Dive Brief:
- Taiho Pharmaceutical is buying back rights to an experimental cancer drug aimed at a genetic driver of lung tumors after licensing it to Cullinan Oncology two years ago.
- The Japanese drugmaker discovered the medicine and, rather than develop it in-house, sold it to Cullinan, which advanced the treatment from laboratory-stage research into position to enter pivotal testing later this year. In the deal announced Thursday, Taiho will reacquire partial rights to the drug for $275 million upfront and as much as $130 million more if the therapy hits certain development milestones
- Per the agreement, Taiho will acquire the Massachusetts biotech’s Cullinan Pearl subsidiary, gaining rights to sell the drug in all markets outside the U.S. and China. Cullinan and Taiho will jointly develop the therapy and, if successful, share profits and commercialize it together in the U.S. Cullinan previously licensed rights in China to Zai Lab.
Dive Insight:
The deal positions Cullinan for future profits on its drug, while giving the company an infusion of funds that extends its cash runway through 2026. Cullinan shares jumped by more than 20% in early trading, though at about $9 each, they still trade well below their $21 price in January 2021.
Cullinan and Taiho’s drug, currently in early-stage research, is designed treat patients who have a mutation known as an exon 20 insertion in a gene called EGFR. When the mutation is present, the gene can spur the body to grow cells too quickly, leading to tumors.
While EGFR-targeting drugs have been around for a while — Roche’s Tarceva and AstraZeneca’s Tagrisso are among them — drugmakers have recently zeroed in on exon 20. In 2021, the Food and Drug Administration approved Johnson & Johnson’s Rybrevant and Takeda’s Exkivity for lung cancers with that specific mutation.
Smaller companies are also getting in on the action. In November, Blueprint Medicines announced plans to buy Lengo Therapeutics and its exon 20-targeting drug for $250 million in cash. Dizal Pharma has a drug in early-stage testing, and Scorpion Therapeutics, a well capitalized, privately held biotech, could bring one to human trials next year. The space has become so competitive that one company, Black Diamond Therapeutics, shelved a drug in clinical trials and changed its strategy because of the “rapid evolution of the treatment landscape.”

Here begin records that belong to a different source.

PR #1271, opened 2020-01-16
3rd party manual

### LINKED ISSUE #1270: Document the swupd 3rd-party related features
The `swupd 3rd-party` features need to be documented in the swupd man pages before the functionality is released.

castulo:
This PR makes a few updates to the `swupd` man page, and adds the `3rd-party` related documentation.

Closes #1270

### DIFF
--- a/docs/swupd.1.rst
+++ b/docs/swupd.1.rst
@@ -42,6 +42,8 @@ the actual content is provided to clients in the form of archive files.
 format the installed version of ``swupd`` understands. For more information
 about how these artifacts are generated see ``mixer``\(1) and ``os-format``\(7).
 
+The ``swupd`` tool can also manage 3rd-party content, this allows users to
+install, remove, and update bundles from 3rd-party repositories.
 
 OPTIONS
 =======
@@ -99,50 +101,50 @@ used to modify the core behavior and resources that swupd uses.
    Specify an alternate swupd state directory. Normally ``swupd`` uses
    ``/var/lib/swupd``.
 
-- ``-C, --certpath``
+-  ``-C, --certpath``
 
    Specify alternate path to swupd certificate store (pem file).
    Default is /usr/share/clear/update-ca/Swupd_Root.pem
 
-- ``-W, --max-parallel-downloads``
+-  ``-W, --max-parallel-downloads``
 
    Set the maximum number of parallel downloads.
 
-- ``-r, --max-retries``
+-  ``-r, --max-retries``
 
    Maximum number of retries for download failures.
 
-- ``-d, --retry-delay``
+-  ``-d, --retry-delay``
 
    Initial delay in seconds between download retries, this will be
    doubled for each retry until the download succeeds or the maximum
    number of retries has been reached.
 
-- ``-n, --nosigcheck``
+-  ``-n, --nosigcheck``
 
    Do not attempt to enforce certificate or signature checking.
 
-- ``-I, --ignore-time``
+-  ``-I, --ignore-time``
 
    Ignore system/certificate time when validating signature.
 
-- ``-t, --time``
+-  ``-t, --time``
 
    Show verbose time output for swupd operations.
 
-- ``-N, --no-scripts``
+-  ``-N, --no-scripts``
 
    Do not run the post-update scripts and boot update tool.
 
-- ``-b, --no-boot-update``
+-  ``-b, --no-boot-update``
 
    Do not update the boot files using clr-boot-manager.
 
-- ``-j, --json-output``
+-  ``-j, --json-output``
 
    Prints the swupd output as a machine readable JSON stream.
 
-- ``--allow-insecure-http``
+-  ``--allow-insecure-http``
 
    For security reasons, swupd only allows system updates using
    secure https connections by default. This option forces swupd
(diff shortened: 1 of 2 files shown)


bryteise:
LGTM

karthikprabhuvinod:
@castulo The content changes its formatting right after first occurrence of

 -C, --certpath

I am not sure why!! checking

castulo:
> @castulo The content changes its formatting right after first occurrence of
> 
> -C, --certpath
> 
> I am not sure why!! checking

What do you mean? Did you use `rst2man` to convert the file to man format and opened it using the `man` command and you saw problems with the formatting? I did that and it looks good on my side.

Plus there is only one occurrence of `--certpath`, so I'm not sure what you mean. 😅

karthikprabhuvinod:
> > @castulo The content changes its formatting right after first occurrence of
> > -C, --certpath
> > I am not sure why!! checking
> 
> What do you mean? Did you use `rst2man` to convert the file to man format and opened it using the `man` command and you saw problems with the formatting? I did that and it looks good on my side.
> 
> Plus there is only one occurrence of `--certpath`, so I'm not sure what you mean. 😅

if you open the file in github and check the first occurence you will see the explanation of --certpath is greyed out

castulo:
> if you open the file in github and check the first occurence you will see the explanation of --certpath is greyed out

I still don't know what you mean, I don't see anything wrong/weird, and as I said `--certpath` exists only once in the document, so I don't know why you see more occurrences.

phmccarty:
I see the rendering oddity as well:

- Click `Files changed` tab
- Click the `...` dropdown at the top-right of the diff view of `docs/swupd.1.rst`, and select `View file`
- Scroll down the where the `-S, --statedir={path}` options are documented. You will see that the documentation for that option is rendered normally. But compare with the rendering of the doc for `-C, --certpath` that follows. There is a grey vertical bar that appears to indicate a blockquote, and it's indented further. The remainder of the man page renders in a similar, unexpected way, where lines are blockquoted.

castulo:
> I see the rendering oddity as well:
> 
> * Click `Files changed` tab
> * Click the `...` dropdown at the top-right of the diff view of `docs/swupd.1.rst`, and select `View file`
> * Scroll down the where the `-S, --statedir={path}` options are documented. You will see that the documentation for that option is rendered normally. But compare with the rendering of the doc for `-C, --certpath` that follows. There is a grey vertical bar that appears to indicate a blockquote, and it's indented further. The remainder of the man page renders in a similar, unexpected way, where lines are blockquoted.

Ahh I see it now, thanks for the detailed explanation  @phmccarty.

It is strange in deed, as I mentioned, if I convert that file to a man page locally and open it with man it renders correctly. I'll investigate further. 👍

castulo:
I see now that the document looks like that in master too. But I think I know what is causing it, I'll submit an update to fix it.

karthikprabhuvinod:
@castulo: Its corrected now but still appears in Subcommands section now of the same document

castulo:
Ok, I see now what is going on @karthikprabhuvinod @phmccarty. A paragraph with different indentation in reStructuredText (.rst) is considered a blockquote as @phmccarty mentioned. 

_"A text block that is indented relative to the preceding text, without preceding markup indicating it to be a literal block or other content, is a block quote. "_

So when GitHub is rendering the file, it is rendering it as an rst file. However we really don't care about the correct rendering of the file in rst mode since we are further converting that file from .rst to man format using `rst2man`. If I remove the indentation in the document so it renders properly in rst form, we loose the indentation we want in the man page, which is the one we care about.

This is an excerpt of the man page when removing the indentation from the description of the `info` command:

```
SUBCOMMANDS
       info

       Shows the current OS version and the URLs used for updates.

       autoupdate [--enable|--disable]
          Enables or disables automatic updates, or reports current status. Enabling updates does not cause an immediate update -
          use swupd update to force one if desired.
```

You can see how the description from `info` has different indentation than that of `autoupdate`, so we cannot really remove the indentation so it renders fine on .rst unless we are ok with loosing the indentation in the man page as shown above.

In that example doesn't look that bad since it was one line, but if removing the indentation from more lines it looks like this:

```
SUBCOMMANDS
       info

       Shows the current OS version and the URLs used for updates.

       autoupdate [--enable|--disable]

       Enables  or  disables  automatic updates, or reports current status. Enabling updates does not cause an immediate update -
       use swupd update to force one if desired.

       check-update

       Checks whether an update is available and prints out the information if so. Does not download update content.

       update

       Performs a system software update.

       The program will contact the version server at the version url, and check to see if a system software update is available.
       If  an  update  is  available, the update content will be downloaded from the content url and stored in the /var/lib/swupd
       state path. Once all content is downloaded and verified, the update is applied to the system.

       In case any problem arises during a software update, the program attempts to correct the issue, possibly by  performing  a
       swupd repair operation, which corrects broken or missing files and other issues.

       After the update is applied, the system performs an array of post-update actions. These actions are triggered through sys‐
       temd(1) and reside in the update-triggers.target(4) system target.

       • -V, --version

         Update to a specific version, also accepts 'latest' (default).
```

IMO the swupd commands get lost very easily. I like it better when they are indented.
Opinions @otaviobp @karthikprabhuvinod @phmccarty ?

phmccarty:
@castulo Any reason to not use a bulleted list for the subcommands as well, similar to the option list?

castulo:
> @castulo Any reason to not use a bulleted list for the subcommands as well, similar to the option list?

Not really, at least not from my side, whoever created the manual initially decided to go with this format, but it could be changed I guess.

otaviobp:
> @castulo Any reason to not use a bulleted list for the subcommands as well, similar to the option list?

Actually for me it's very weird to use a bullet list for options. I never saw a man page like that. So I would remove that. Options list from globals is also rendered differently from the list in the sub-commands. But as this wasn't introduced by this patch, I won't consider this a problem.

otaviobp:
merged.

otaviobp:
I created an issue to cover the reported problems: #1285

PR #1284, opened 2020-01-22
Fix return value overwriting during bundle-list

castulo:

### DIFF
--- a/src/bundle_list.c
+++ b/src/bundle_list.c
@@ -208,6 +208,7 @@ static enum swupd_code list_local_bundles(int version)
 /* Return recursive list of included bundles */
 static enum swupd_code show_included_bundles(char *bundle_name, int version)
 {
+	enum swupd_code ret_code = SWUPD_OK;
 	int ret = 0;
 	struct list *bundles = NULL;
 	struct list *subs = NULL;
@@ -221,7 +222,7 @@ static enum swupd_code show_included_bundles(char *bundle_name, int version)
 	mom = load_mom(version, false, NULL);
 	if (!mom) {
 		error("Cannot load official manifest MoM for version %i\n", version);
-		ret = SWUPD_COULDNT_LOAD_MOM;
+		ret_code = SWUPD_COULDNT_LOAD_MOM;
 		goto out;
 	}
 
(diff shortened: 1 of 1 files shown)


src/bundle_list.c
```diff
@@ -257,7 +257,11 @@ static enum swupd_code show_included_bundles(char *bundle_name, int version)
 
 	if (verbose) {
 		ret = subscription_get_tree(bundles, &subs, mom, true, 0);
+		if (ret == add_sub_NEW) {
```
otaviobp: This looks incorrect. What about other values of subscription_get_tree() return?

castulo: the possible values are these:
- `0` : nothing valid was found, so nothing will be listed. 0 is already the same as `SWUPD_OK`.
- `add_sub_BADNAME` : an invalid bundle was found (a bundle that is not in the MoM), this condition will never happen during `bundle-list --deps` because at this point in the code the bundle was already validated.
- `add_sub_ERR` : the manifest of a bundle could not be downloaded. This is an important error we want to avoid since it will mean the list will be incomplete.
- `add_sub_NEW` : we have gone through at least one valid bundle.

So the only two valid conditions for us at this point is either `0` or `add_sub_NEW`, we should fail if we find `add_sub_ERR`, and `add_sub_BADNAME ` will never happen.

otaviobp: show_included_bundles() is suppose to return a ```enum swupd_code```. In the case you described you are possibly returning the ```add_sub_``` values you don't want.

Like Exkivity, Taiho’s drug is given orally. The FDA earlier this year granted the medicine a Breakthrough Therapy designation, a process designed to speed development and review for therapies that may offer significant improvements over existing treatments. About 38,000 non-small cell lung cancer patients a year would be candidates for drugs that specifically target EGFR exon 20 mutations, Cullinan said.